These optimizations give Toom-Cook-4 a large constant-factor advantage over Toom-Cook-3, which is why the Toom-Cook-3 range of $140$–$199$ words is so narrow. Toom-Cook-4 is used in the $200$–$599$ word range.

Toom-Cook-6

Splits the input into 6 parts and reconstructs the result from 11 partial products. The evaluation points are $0, \pm1, \pm2, \pm3, \pm4, \pm5, \infty$ (12 points; since $-0 = 0$, this yields 11 multiplications).

Complexity: $O(n^{\log_6 11}) = O(n^{1.338})$

Asymptotically faster than Toom-Cook-4 ($O(n^{1.404})$), it is used in the $600$–$1{,}049$ word range. Like Toom-Cook-4, it employs addmul_1-based evaluation and exact division by small constants for interpolation.

Above $1{,}050$ words NTT surpasses Toom-Cook-6, so its effective range is relatively narrow.

NTT (Schönhage–Strassen)

A convolution-based multiplication using the Number Theoretic Transform (NTT). Published by Schönhage and Strassen in 1971. It realizes integer multiplication as "polynomial multiplication → pointwise products in the transform domain via the convolution theorem → inverse transform."

Ordinary FFT operates over complex numbers and thus incurs rounding errors, but NTT operates over the residue ring $\mathbb{Z}/(B^F+1)$, so no rounding errors occur at all. This is why NTT is well-suited for integer multiplication.

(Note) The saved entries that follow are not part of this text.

PR #442, opened 2019-05-08
Porting the settings folders to the new scss architecture

YankoFelipe:
Porting the settings folders to the new scss architecture.
Note: I haven't found the way to select the style with something like `style.elementName.$currentTheme` yet
[ch940]


nicarq:
@YankoFelipe could u fix the merge conflicts and also check why the tests are failing 🙏

app/components/profile/terms-of-use/TermsOfUseForm.js
```diff
@@ -27,7 +29,7 @@ type Props = {
   onSubmit: Function,
   isSubmitting: boolean,
   error?: ?LocalizableError,
-  classicTheme: boolean
+  currentTheme: Theme
```
nicarq: I think you could also pass the function `isClassic`

sarveshwar-singh: @nicarq 
yes, we are thinking to change it in one go at all the places.
As change will affect more than 50 files so thinking to make change in different PR.
cc @YankoFelipe

nicarq:
@YankoFelipe could u take a look at the merge conflicts 🙏

app/components/profile/terms-of-use/TermsOfUseForm.js
nicarq: sounds good! let’s not continue adding more of them in other PRs though 😄

YankoFelipe:
@nicarq Let me add the conditional styling and then I'll fix the merge conflicts

app/components/profile/terms-of-use/TermsOfUseForm.js
sarveshwar-singh: @nicarq 
Yes, we are following the approach to remove `classicTheme: boolean` but in some exceptional case we have to keep it, will think in deep if we can remove it completely.
cc @YankoFelipe

PR #445, opened 2019-05-08
Decouple state fetching from api layer

SebastienGllmt:
# About this PR

Now that the stores have types, I can safely move all networking calls out of the API.

This is useful if we ever want to support multiple network layers (such as allowing users to connect to their own machine instead of trusting our server) but more importantly we need to do this to get a stateless API layer so that we can move all this off to a separate package.

To review: **look at the state-fetcher folder before reading the rest of the code**. That will make it more clear why the rest of the code needs to change.

Note: I also add missing types to the `actions` folder in this PR to avoid things breaking.

# Going forward

This is definitely not the "final" configuration of how the API will look. I'm just trying to get towards a stateless API layer first then we can decide how the architecture should look for the final design. Trying to pick the architecture with a bunch of hidden stateful calls hidden within the API layer would probably lead to a lot of "oh, I didn't realize that X, Y and Z"


app/api/ada/hardwareWallet/newTransaction.js
```diff
@@ -89,8 +90,11 @@ export async function createTrezorSignTxPayload(
 
 /** List of Body hashes for a list of utxos by batching backend requests */
 export async function txsBodiesForInputs(
-  inputs: Array<TxoPointerType>
+  inputs: Array<TxoPointerType>,
+  getTxsBodiesForUTXOs: TxBodiesFunc,
 ): Promise<{[key: string]:string}> {
+  // TODO: move this to state-fetcher/helpers
```
SebastienGllmt: TODO

PR #2931, opened 2022-07-25
remove mutex on connector handler

ozgrakkurt:

PR #2968, opened 2022-08-17
Mutex removing cherrypick

zuzunker:
Cherrypick of the previous same change from https://github.com/Emurgo/yoroi-frontend/pull/2931

The original change got rolled back in https://github.com/Emurgo/yoroi-frontend/pull/2961


yushih:
I guess we can close this and leave the mutex there for the time being.

PR #2989, opened 2022-09-05
persist catalyst round info for better UX

yushih:


zuzunker (approved):
Nice! Thank you, @yushih !

PR #2997, opened 2022-09-21
fix hints page for ledger multi-asset sending

yushih:
This PR is made only now because the illustrations haven't been available until recently.
This fixes the hint page for Ledger wallet multi-asset sending, which is part of the revamp.


zuzunker (approved):
Thank you, @yushih !

PR #3002, opened 2022-09-26
Apply scoped modern theme classes to the revamp

neuodev:
## Background 
Because originally we had two themes (Classic, and Modern). We have some styles  scoped to only one of them but not for the other. For example, the classic might has a background image that is different from the modern. This was controlled in the `SASS`  files using the `:global` selector.

```sass
:global(.YoroiModern) { /* do something */ }
:global(.YoroiClassic) { /* do something else * / }
```

Adding the styles to be like this **makes the `Revamp` has no styles in some places**. Because the `Revamp` is similar to the `Modern` more than the `Classic` I genalized the styles of the `Modern` theme to be applied also on the `Revamp`. 

```sass
:global(.YoroiModern), :global(.YoroiRevamp) { /* do something */ }
:global(.YoroiClassic) { /* do something else * / }
```

Generally, this is good to have. The problem tho that this might break the layout somewhere in the extension. So it is better that @Nebyt  review it while he is doing some **full regression testing (for a new release or something)** and make sure the layout does look as we expected. The reason we need to do this as we have these scoped styles **across the whole extension (42 files)**.


zuzunker (approved):
Thank you, @AhmedIbrahim336 !

PR #3014, opened 2022-10-13
Fix `get_collateral_utxos` response for empty wallets

neuodev:
Background [here](https://emurgo.atlassian.net/browse/YOEXT-452)


zuzunker (approved):

zuzunker (approved):

zuzunker:
This is actually an incorrect solution to the problem described in the linked ticket. The problem in the ticket happens only within the example dapp because it's incorrectly handling the connector response. The connector response of an error is correct in a case of an empty wallet, as stated in the CIP30 spec:

> This shall return a list of one or more UTXOs (unspent transaction outputs) controlled by the wallet that are required to reach AT LEAST the combined ADA value target specified in amount AND the best suitable to be used as collateral inputs for transactions with plutus script inputs (pure ADA-only utxos). If this cannot be attained, an error message with an explanation of the blocking problem shall be returned. NOTE: wallets are free to return utxos that add up to a greater total ADA value than requested in the amount parameter, but wallets must never return any result where utxos would sum up to a smaller total ADA value, instead in a case like that an error message must be returned.

This change is not needed

zuzunker:
Replaced with https://github.com/Emurgo/yoroi-frontend/pull/3047

PR #3019, opened 2022-10-18
Reduce code duplication in the `connectorStore`

neuodev:
Jira: [Connector Store refractory](https://emurgo.atlassian.net/browse/YOEXT-67)


packages/yoroi-extension/app/ergo-connector/stores/ConnectorStore.js
```diff
@@ -79,60 +80,45 @@ import type { IGetAllUtxosResponse } from '../../api/ada/lib/storage/models/Publ
...
-          }
-
-          resolve(response);
-          initedConnecting = true;
+    window.chrome.runtime.sendMessage(
+      message,
+      response => {
+        if (window.chrome.runtime.lastError) {
+          // eslint-disable-next-line prefer-promise-reject-errors
+          reject(`Could not establish connection: ${JSON.stringify(typeof message === 'object' ? message : '')}`);
```
yushih: should `return` after `reject` because only either one of `reject` or `resolve` should be called.

packages/yoroi-extension/app/stores/DappConnectorStore.js
```diff
@@ -12,29 +12,19 @@ import type {
...
-            // eslint-disable-next-line prefer-promise-reject-errors
-            reject('Could not establish connection: connect_retrieve_data ');
-          }
 
-          resolve(response);
-          initedConnecting = true;
-        }
-      );
-  });
+async function sendMsgConnect(): Promise<?ConnectingMessage> {
```
yushih: The `_getConnectingMsg` function in this file is not used at all and should be removed. And since it is the only caller of `sendMsgConnect`,  `sendMsgConnect` and `initedConnecting` should be removed too.

yushih (changes requested):
`DappConnectorStore` should be in `stores/toplevel` like the others.

packages/yoroi-extension/app/stores/DappConnectorStore.js
neuodev: Done

neuodev:
> `DappConnectorStore` should be in `stores/toplevel` like the others.

Nice catch! I moved it

zuzunker (approved):

zuzunker (commented):
/check

zuzunker (commented):
/check

zuzunker (commented):
/check

PR #3046, opened 2022-11-01
Denis/support test improvement

Nebyt:
Improved working with emails


Nebyt (commented):
/regression-check

Nebyt (commented):
/regression-check

PR #3049, opened 2022-11-02
remove duplicated functions and fix typos

nistadev:
**Description**
Remove duplicated functions and fix typos to run cardano example.

PR #3050, opened 2022-11-02
Fix Cardano example crashes on start

neuodev:


neuodev:
Already fixed in #3049

PR #3056, opened 2022-11-16
Clean up the connector

yushih:
Some dead code are removed:
1. The signing request type `tx-create-req/cardano` and its handler function is removed. This request type was there when the `createTx` connector API signs the created tx.

2. The `getResponse` and `getSigningMsg` actions are removed. They are not used at all.

3. The `getConnectorWhitelist` action is removed from `ConnectorStore` and `ConnectorContainer`. It's unnecessary for the `ConnectorContainer` to trigger the action in `ConnectorStore` because the latter calls `this._getConnectorWhitelist()` in `setup()`. The action is only used by `DappConnectorStore` and `ConnectedWebsitesContainer`.


neuodev (approved):

zuzunker (approved):
Thank you, @yushih !

PR #3091, opened 2023-01-06
Connector mark foreign outputs

zuzunker:


packages/yoroi-extension/app/connector/stores/ConnectorStore.js
```diff
@@ -611,13 +611,21 @@ export default class ConnectorStore extends Store<StoresMap, ActionsMap> {
...
+    ])
+
     const outputs = [];
     for (let i = 0; i < txBody.outputs().len(); i++) {
       const output = txBody.outputs().get(i);
       const address = Buffer.from(output.address().to_bytes()).toString('hex');
       outputs.push(
         {
           address,
+          isForeign: !ownAddresses.has(address),
```
nistadev, line 628: Would need that on inputs if possible aswell! Overall looks great 👏🏽 🙌🏽

nistadev (approved):

packages/yoroi-extension/app/connector/stores/ConnectorStore.js
zuzunker: @nistadev, no need for this to be in the inputs, since there are two separate fields: `inputs` and `foreignInputs` )

packages/yoroi-extension/app/connector/stores/ConnectorStore.js
```diff
@@ -631,17 +639,10 @@ export default class ConnectorStore extends Store<StoresMap, ActionsMap> {
...
-      ...response.usedAddresses,
-      ...response.unusedAddresses,
-      response.changeAddress
-    ])
-
     const { amount, total } = await this._calculateAmountAndTotal(
       selectedWallet.publicDeriver,
       inputs,
-      outputs,
+      outputs.map(({ address, value }) => ({ address, value })),
```
neuodev: `_calculateAmountAndTotal` accepts `outputs` with the type below. So I needed to remove the `isForeign` flag so flow does not complain 

```ts
outputs : Array<{ address: string, value: MultiToken}>
```

neuodev (commented):
Perfect! Thanks, @vsubhuman

I pushed a new commit to fix the flow errors. 

I have one note about the `package-lock.json`. I can't see any new package installed! Can you please revert the changes in this file? Thanks in advance!

packages/yoroi-extension/app/connector/stores/ConnectorStore.js
zuzunker: Thank you, @AhmedIbrahim336 ! I have updated the code now a little, cuz we don't need to do the actual mapping (calculations) just to match the flow types. We can just accept an inexact type in the function if we mark it as read-only, see the change here: https://github.com/Emurgo/yoroi-frontend/pull/3091/commits/198900e27f37cd3917c2e0f3965a1a425f6e3b9e#diff-4fdbc4bd4e71aa6ffc075cb2acf855b5870659d9f1d40e25e1ce6b2cf76af58eR857

zuzunker (commented):
/check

Complexity: $O(n \log n \log \log n)$

Residue Ring $\mathbb{Z}/(B^F+1)$

The NTT in calx operates over a residue ring modulo the Fermat number $B^F + 1$ ($B = 2^{64}$). The input is split into $M = 2^l$ pieces, each of $K$ words, with arithmetic performed in a ring of $F$ words. $\omega = B^{2F/M}$ is used as a primitive $M$-th root of unity, so twiddle factor multiplication requires only bit shifts by powers of 2.

Piecewise Cost Model

NTT performance depends heavily on the choice of transform length $M$ and ring size $F$. calx uses a piecewise cost model to select optimal parameters:

• Pointwise multiplication cost: The actual cost of the multiplication algorithm (Basecase/Karatsuba/Toom-Cook) used for a given $F$ is estimated piecewise.
• Butterfly cost: The cost of $M \cdot l$ butterfly operations (addition, subtraction, and bit shift mod $B^F+1$).
• The best parameters are searched around an initial estimate of $l$ (where $M \approx \sqrt{N}$).

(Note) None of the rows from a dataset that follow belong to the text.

PR #3099, opened 2023-01-24
Restructure code splitting — remove the quick flash white screen when switching pages 

neuodev:
## Background 

We implemented lazy loading (aka code splitting) back then when Yoroi was taking so long in the initial loading screen when opening the extension. 

## The Problem 

When switching between tabs/pages we have a quick white flash screen.

## Root Cause 

It happens because when switching to a new tab that you never visited before the **page is not actually there** what will happen is while loading this page we will show this blank white screen. This screen is shown because **we only have one `Suspense` with a fallback of `null` that wrapped the whole application ([here](https://github.com/Emurgo/yoroi-frontend/blob/develop/packages/yoroi-extension/app/Routes.js#L179))**

```tsx 
<Suspense fallback={null}>
  {/* all pages */}
</Suspense>
```

So whenever **page or subpage** is still loading we **fallback** to the blank white screen. 

## The Solution 

1. Instead of having one `Suspense` that wraps all pages we scope it into the **level of subpages** 
2. Don't lazy load some pages like `LoadingScreen`
3. For full pages we only move the `Suspense` to the page content not the whole page


packages/yoroi-extension/app/Routes.js
```diff
@@ -448,7 +427,9 @@ export function wrapAssets(
     <AssetsWrapper
       {...assetsProps}
     >
-      {children}
+      <Suspense fallback={null}>
```
nistadev, line 436: Maybe we can use some sort of loading placeholder? 

We have the .gif/svg of the logo, we can check it with the designers team.

nistadev (approved):

packages/yoroi-extension/app/Routes.js
neuodev: I thought of it but found out that the **blank white screen** doesn't actually take so long (a fraction of the second on my machine) so adding a loading page in the `fallback` might cause the user to wonder what was happing. Actually, you can try to do it yourself and you will not notice it is not that good! Try to put the `LoadingScreen` as the `fallback` for the `Suspense` and see if it looks good!

nistadev: Yeah, sounds good. Actually I was thinking of users with slow connection on 3g or other poor infrastructure. I think for those it will be better as they will know what's happening instead of a white screen. We won't have that problem because our connection is fast. Wdyt?

Edit: A skeleton would be better than a loader, but since we have to change some designs, maybe we can consider adding it in the future.

neuodev: Nice idea about the skeleton, I think it will make sense! we can add it in the future!

neuodev:
## Quick Note: 

The big diff in the PR `+1,204 −1,091` is from splitting both the `VotingPage.js` and `StakingPage.js` into two other pages. 
For example the `VotingPage.js` -> `VotingPage.js` to wrap the content and add the navbar and the sidebar and `VotingPageContent.js` includes the actual content/logic of the page 

And the same applies to the `StakingPage.js`! 

So the diff comes from just moving the stuff around but on actual adding or deletion was done!

Nebyt (approved):

zuzunker (commented):
/check

PR #179, opened 2025-06-02
Add Kafka Producer Compression (GSI-1669)

TheByronHimes:
This PR adds opt-in Kafka producer compression. We can only set the producer compression through `hexkit`, and the matching external change will be to set compression.type=producer in the broker config for Strimzi.


src/hexkit/providers/akafka/config.py
```diff
@@ -117,3 +119,15 @@ class KafkaConfig(BaseSettings):
         title="Kafka Retry Backoff",
         examples=[0, 1, 2, 3, 5],
     )
+    kafka_compression_type: Optional[KafkaCompressionType] = Field(
```
Cito, line 122: Can you move this setting next to `kafka_max_message_size`, since they are a bit connected?

And in the `kafka_max_message_size` description, mention that this refers to the uncompressed size
and enlarging this can be combined with adding compression.

src/hexkit/providers/akafka/config.py
```diff
@@ -117,3 +119,15 @@ class KafkaConfig(BaseSettings):
...
+        default=None,
+        description=(
+            "The compression type used for messages. Valid values are: None, gzip,"
+            + " snappy, lz4, and zstd. If None, no compression is applied. This"
+            + " setting is only relevant for the producer and has no effect on the"
+            + " consumer. If set to a value, the producer will compress messages before"
+            + " sending them to the Kafka broker."
```
Cito, line 129: Recommend zstd for topics with large messages?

Other Implementation Details

• thread_local buffers: Working memory is kept in thread_local storage to avoid memory allocation/deallocation costs on every call.
• Quantization of F: When $M > 128$, $F$ is rounded up to a multiple of $M/128$ so that twiddle factor bit shifts land on integer word boundaries.

The switch to NTT occurs at $1{,}050$ words or more (approximately $43{,}000$ digits). In the $1{,}050$–$1{,}249$ word range, Double FFT is tried first; at $1{,}250$ words or more, Prime NTT is used directly. For numbers with hundreds of thousands of digits or more, NTT vastly outperforms all other algorithms.

Unbalanced Multiplication

When the operands differ greatly in size (e.g., 1,000 words × 100 words), the larger operand is split into blocks of the same size as the smaller one, and the products of each block are summed — an iterative block multiplication approach.

$$a \cdot b = \sum_{i=0}^{k-1} a_i \cdot b \cdot B^{i \cdot m} \quad (a_i \text{ is an } m\text{-word block})$$

calx switches to unbalanced multiplication when $\text{words}(a) \geq 2 \cdot \text{words}(b)$. Each $a_i \cdot b$ is a balanced multiplication for which the optimal algorithm is applied. This ensures efficient processing even for unbalanced inputs.

Squaring Optimizations

Squaring ($a \times a$) differs from general multiplication in that both operands are identical, allowing symmetry to be exploited.

Basecase Squaring

Since $a_i \cdot a_j$ and $a_j \cdot a_i$ are equal, each cross term with $i \neq j$ only needs to be computed once and doubled. This reduces the number of multiplications to roughly $n^2/2$, yielding approximately 30% speedup.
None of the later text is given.